Münzenberg, que se disputa a linha geral e o sentido mercantil, escrevia em
Novembro no Der Rote Aufhau:
"É verdade que o nacional-socialismo é a ala a ais reacionária, a mais
chauvinista e a mais feroz do movimento fascismo alemão."
Se o partido de Hitler é a ala "a mais reacionária, a mais feroz", o governo de
Bruning é menos feroz e menos reacionária. Münzenberg chega com passos de
lobo à teoria do "mal menor" . Para salvar as aparências de ortodoxia,
Münzenberg distingue diferentes especies de fascismo: o ligeiro, o médio e o
forte, como se se tratasse de tabaco turco. Mas se todos os "círculos de esquerda"
(e quais são os seus nomes?) estão interessados na vitória sobre o fascismo, não
seria necessários apoderar-se imediatamente da proposição diplomática e
equívoca de Breitscheid, avançando do nosso lado um programa prático,
concreto e bem elaborado, de luta contra o fascismo, e exigindo uma reunião
comum das direções dos dois partidos, com a participação da direção dos
sindicatos livres? Ao mesmo tempo, seria preciso difundir energicamente esse
programa, a todos os níveis dos dois partidos e nas massas. As negociações
teriam que se desenrolar sob os olhos do todo o povo: a imprensa deveria dar um
relato cotidiano, sem exageros nem invenções absurdas. Os operários são
infinitamente mais receptivos a uma tal agitação concreta que bate justo, do que
aos ganidos contínuos sobre o tema do "social-fascismo". Se se tivesse posto o
problema desta maneira, a social-democracia não teria podido, mesmo um só
momento, esconder-se por detrás da decoração de cartão da "frente de fer".

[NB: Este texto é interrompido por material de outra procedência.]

Issue #491, opened 2024-04-18
Unable to Add GitHub Gist as Task Repository


emecas:
### Versions:

1) Eclipse IDE for Enterprise Java and Web Developers (includes Incubating components)
Version: 2024-03 (4.31.0)
Build id: 20240307-1437

2) Eclipse IDE for Enterprise Java and Web Developers	4.31.0.20240307-1200	epp.package.jee	Eclipse Packaging Project

3) Mylyn Tasks Connector: GitHub	6.4.0.v20240209-1319	org.eclipse.mylyn.github.feature.feature.group	Eclipse Mylyn

### Problem : 

I'm encountering an error when attempting to add a new task repository of type "GitHub Gist." Regardless of the URL format used, I receive the message: `Enter a valid server URL.`

Here are the specific URLs I've tried (replacing <my-github-user> with my actual username):

    https://gist.github.com (Base URL)
    https://gist.github.com/<my-github-user> (My User Gists)
    https://gist.github.com/<other-valid-github-user> (Another User's Gists)
    https://gist.github.com/discover (Discover Gists)

Additionally, I have attempted using:

    Valid user credentials (username and password)
    Valid access token

Unfortunately, using any of these options prevents the expected functionality. The buttons "Validate Settings" and "Finish" remain disabled.

### How to reproduce:

1. Go to the contextual menu in the `Task List` tab, then click `New` and then `Query...`

![image](https://github.com/eclipse-mylyn/org.eclipse.mylyn/assets/849502/f9cffcaa-981f-45b5-ad2d-b6ed8b66ac50)

2. in the emergent dialog, click in `Add Task Repository` button, and then select from the list `GitHub Gist` and then click the`Next` button

![image](https://github.com/eclipse-mylyn/org.eclipse.mylyn/assets/849502/ed1c3678-62d7-4d8b-8b49-ef15e38ba836)

3. Here is the problem

![image](https://github.com/eclipse-mylyn/org.eclipse.mylyn/assets/849502/f456e2b7-3fcf-419a-a050-412b92788ddd)

BeckerFrank:
This is not easy to fix. We have taken over responsibility from another project. As far as I can see, the problem is that the gist URL is validated with org.eclipse.egit.github.core.RepositoryId.createFromUrl. Gist URLs have no owner and no name segment like repositories. I don't know how this has ever worked.

emecas:
[...]

PR #525, opened 2024-05-11
[#491] fix "GitHub Gist" URL Validation

BeckerFrank:


mylyn.github/org.eclipse.mylyn.github.ui/META-INF/MANIFEST.MF
```diff
@@ -30,7 +30,8 @@ Export-Package: org.eclipse.mylyn.internal.github.ui;version="6.2.1";x-internal:
  org.eclipse.mylyn.internal.github.ui.issue;version="6.2.1";x-internal:=true,
  org.eclipse.mylyn.internal.github.ui.pr;version="6.2.1";x-internal:=true
 Bundle-ActivationPolicy: lazy
-Import-Package: org.apache.commons.lang3;version="3.13.0",
+Import-Package: org.apache.commons.httpclient;version="[3.1.0,4.0.0]",
```
gnl42, line 33: Why is httpclient added?

BeckerFrank: Good catch! This can be removed. Left over from another way to fix this problem.

merks: Thank goodness because that thing is really ancient:

https://repo1.maven.org/maven2/commons-httpclient/commons-httpclient/3.1/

Leiam A doença infantil do comunismo, o esquerdismo: é hoje o livro atual. É
precisamente a propósito de situações análogas àquela que temos hoje na
Alemanha que Lênin fala – citamos textualmente – da
"necessidade absoluta para a vanguarda do proletariado, para a sua
parte consciente, para o Partido comunista, de bordejar, fazer acordos,
compromissos com os diferentes grupos de proletários, os diversos
partidos operários e dos pequenos exploradores… Trata-se de saber
aplicar esta táctica de maneira a retirar e não de baixar nível de
consciência geral do proletariado, o seu espírito revolucionário, a sua
capacidade de lutar e de vencer."
Ora qual é a atitude do Partido comunista? Nesses jornais, ele repete
diariamente que para ele só é aceitável
"a frente única que será dirigida contra Bruning, Severing, Leipart,
Hitler e seus iguais".
Face ao levantamento proletário, não há dúvida que não terá qualquer
diferença entre Bruning, Severing, Leipart e Hitler. Os socialistas
revolucionários e os menchevique aliaram-se aos cadete e aos kornilovianos
contra o levantamento dos bolcheviques em Outubro: Kerensky conduziu sobre
Petrogrado o general cossaco cem-negros, Krasnov, os mencheviques apoiavam
Kornilov e Krasnov, os socialistas-revolucionários organizavam o levantamento
dos Junkers sob a direção de oficiais monárquicos. Mas isso não significa
absolutamente que Bruning, Severing, Leipart e Hitler pertencem sempre e em
todas as condições ao mesmo campo. Agora, seus interesses divergem. Para a
social-democracia, a questão é, neste momento, menos a defesa dos fundamentos
da sociedade capitalista contra a revolução proletária, do que a defesa burguesa
do meio-parlamento contra o fascismo. Seria uma muito grande besteira recusar
utilizar este antagonismo.
"Fazer a guerra para derrubar a burguesia internacional… escrevia
Lênin em A doença infantil, e renunciar à priori a bordejar, explorar as
oposições de interesses (mesmo se fossem momentâneas) que dividem
os nossos inimigos, a estabelecerem acordos e compromissos com os
aliados eventuais ( mesmo temporários, pouco seguros, instáveis,
condicionais), não são ridículos?
Citemos de novo textualmente: as palavras entre parênteses sublinhados por
nós são de Lênin.
E mais longe:
"Não se pode-se vencer um adversário mais potente senão pelo preço
de uma extrema tensão das forças e com a condição expressa de utilizar
com a maneira mais minuciosa, a mais atenta, a mais circunspecta, a
mais inteligente, a menor "racha" entre os inimigos."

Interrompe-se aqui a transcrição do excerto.